PR #4348, opened 2024-10-07
Bug fixes + optimizations on Fintech benchmark

royi-luo:
# Description

Fixed some bugs in ALP code that were causing crashes in the Fintech benchmark.

Also made some optimizations to reduce the number of `malloc` calls in some of the most frequently-called spots (where it wasn't necessary).

# Contributor agreement

### DIFF
--- a/src/storage/compression/float_compression.cpp
+++ b/src/storage/compression/float_compression.cpp
@@ -56,6 +56,10 @@ void EncodeExceptionView<T>::setValue(EncodeException<T> exception,
 }
 
 template<std::floating_point T>
+FloatCompression<T>::FloatCompression()
+    : constantEncodedFloatBitpacker(getBitpackingLogicalType<T>()), encodedFloatBitpacker() {}
+
+template<std::floating_point T>
 uint64_t FloatCompression<T>::compressNextPage(const uint8_t*&, uint64_t, uint8_t*, uint64_t,
     const struct CompressionMetadata&) const {
     KU_UNREACHABLE;
@@ -100,7 +104,7 @@ uint64_t FloatCompression<T>::compressNextPageWithExceptions(const uint8_t*& src
     const auto* castedIntegerEncodedBuffer =
         reinterpret_cast<const uint8_t*>(integerEncodedValues.data());
     const auto compressedIntegerSize =
-        getEncodedFloatBitpacker(metadata)->compressNextPage(castedIntegerEncodedBuffer,
+        getEncodedFloatBitpacker(metadata).compressNextPage(castedIntegerEncodedBuffer,
             numValuesToCompress, dstBuffer, dstBufferSize, metadata.getChild(BITPACKING_CHILD_IDX));
 
     // zero out unused parts of the page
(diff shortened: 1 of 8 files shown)


src/storage/store/column.cpp
```diff
@@ -35,12 +35,21 @@ struct ReadInternalIDValuesToVector {
...
-        auto buffer = std::make_unique<offset_t[]>(numValuesToRead);
-        compressedReader(frame, pageCursor, reinterpret_cast<uint8_t*>(buffer.get()), 0,
+        std::unique_ptr<offset_t[]> bufferMgr;
+        offset_t fixedSizeBuffer[DEFAULT_VECTOR_CAPACITY];
+        offset_t* bufferPtr = nullptr;
+        if (numValuesToRead <= DEFAULT_VECTOR_CAPACITY) {
+            bufferPtr = fixedSizeBuffer;
+        } else {
+            bufferMgr = std::make_unique<offset_t[]>(numValuesToRead);
+            bufferPtr = bufferMgr.get();
```
royi-luo, line 45: Should this case be handled or is it fine to replace it with `KU_ASSERT(numValuesToRead <= DEFAULT_VECTOR_CAPACITY)`?

src/storage/store/column_reader_writer.cpp
```diff
@@ -186,10 +186,18 @@ class DefaultColumnReadWriter : public ColumnReadWriter {
...
+                // we pack all the arguments to readFunc into a tuple and capture the tuple by
+                // this makes it more likely that we avoid any heap allocations when the lambda is
+                // copied into an std::function
+                const auto startReadOffset = numValuesScanned + startOffsetInResult;
+                auto readFuncArgs = std::tie(pageCursor, result, startReadOffset,
+                    numValuesToScanInPage, chunkMeta.compMeta);
+                readFromPage(transaction, pageCursor.pageIdx,
+                    [&readFunc, &readFuncArgs](uint8_t* frame) -> void {
+                        std::apply(readFunc, std::tuple_cat(std::make_tuple(frame), readFuncArgs));
+                    });
```
royi-luo, line 200:
```suggestion
                // to keep the size of the lambda small
                // we pack all the arguments to readFunc into a tuple and capture the tuple by
                // this makes it more likely for the std::function to be stack-allocated
                const auto startReadOffset = numValuesScanned + startOffsetInResult;
                auto readFuncArgs = std::tie(pageCursor, result, startReadOffset,
                    numValuesToScanInPage, chunkMeta.compMeta);
                readFromPage(transaction, pageCursor.pageIdx,
                    [&readFunc, &readFuncArgs](uint8_t* frame) -> void {
                        std::apply(readFunc, std::tuple_cat(std::make_tuple(frame), readFuncArgs));
                    });
```

src/storage/compression/float_compression.cpp
```diff
@@ -158,18 +164,18 @@ void FloatCompression<T>::setValuesFromUncompressed(const uint8_t* srcBuffer,
...
         numValues, metadata.getChild(BITPACKING_CHILD_IDX), nullMask);
 }
 
 template<std::floating_point T>
-std::unique_ptr<CompressionAlg> FloatCompression<T>::getEncodedFloatBitpacker(
+const CompressionAlg& FloatCompression<T>::getEncodedFloatBitpacker(
     const CompressionMetadata& metadata) const {
     if (metadata.getChild(BITPACKING_CHILD_IDX).isConstant()) {
-        return std::make_unique<ConstantCompression>(getBitpackingLogicalType<T>());
+        return constantEncodedFloatBitpacker;
```
benjaminwinger, line 176: Is this still necessary with #4166? Constant compression should be handled higher up now. Or is there some special meaning to the float compression having a constant child compression type?

src/storage/store/column.cpp
benjaminwinger: I think you can just assert it. I don't think value vectors can have a size other than `DEFAULT_VECTOR_CAPACITY` as the constructor always initializes the value buffer to that (I feel like it should have a better name).
There's a doc comment that seems to suggest that the capacity may also be 1, but I think that must be out of date.
>  The capacity of a ValueVector is either 1 (sequence) or DEFAULT_VECTOR_CAPACITY.

src/storage/store/column_reader_writer.cpp
benjaminwinger: I'm just looking into this now you mention this, but one option I ran across is that I think you should be able to get a very similar result by creating the lambda first as a variable (on the stack) and then passing it to readFromPage via `readFromPage(..., std::cref(lambdaFunc))`. That way you can still have it use automatic capture by reference without any heap allocations.

benjaminwinger (approved):

src/storage/store/column.cpp
royi-luo: I think the auxiliary buffer can resize it to something else but I don't think that's applicable here

src/storage/compression/float_compression.cpp
royi-luo: Let me check on this

src/storage/store/column_reader_writer.cpp
royi-luo: Cool, let me try this out

src/storage/compression/float_compression.cpp
royi-luo: I feel like the changes in #4166 only affect how the compression metadata is generated, I don't think we have a similar mechanism for handling constant compression higher up when picking a compression algorithm to use since we still have code like [this](https://github.com/kuzudb/kuzu/blob/master/src/storage/compression/compression.cpp#L739).

ray6080 (approved):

* [AIM OF THE TASK]
Across all the entries above, count each line that has the word "getBitpackingLogicalType" in it, and give only the count.

* [ANSWER BOX]
2